PR #289, opened 2019-05-03
Add max number of volumes that can be attached to an instance

### LINKED ISSUE #39: Populate MaxVolumesPerNode in NodeGetInfoResponse
This is to help CO to decide how many volume maximum could be attached to the node without going over the limit. 

Reference:
https://github.com/container-storage-interface/spec/blob/master/spec.md#nodegetinfo

bertinatto:

/king feature

Without having this field set, k8s will interpret that the node can handle any amount of volumes. I'll create an issue to customize this number per instance type.

Closes #39

/assign @leakingtapan

### DIFF
--- a/pkg/driver/node.go
+++ b/pkg/driver/node.go
@@ -21,6 +21,7 @@ import (
 	"fmt"
 	"os"
 	"path/filepath"
+	"regexp"
 	"strings"
 
 	csi "github.com/container-storage-interface/spec/lib/go/csi"
@@ -44,6 +45,13 @@ const (
 
 	// default file system type to be used when it is not provided
 	defaultFsType = FSTypeExt4
+
+	// defaultMaxEBSVolumes is the maximum number of volumes that an AWS instance can have attached.
+	// More info at https://docs.aws.amazon.com/AWSEC2/latest/UserGuide/volume_limits.html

_____

Assignment:
For this exercise, copy word for word the line that contains "can have attached." and every line after it, ending with the last line of the entries above.

Answer for this exercise:
+	// defaultMaxEBSVolumes is the maximum number of volumes that an AWS instance can have attached.
+	// More info at https://docs.aws.amazon.com/AWSEC2/latest/UserGuide/volume_limits.html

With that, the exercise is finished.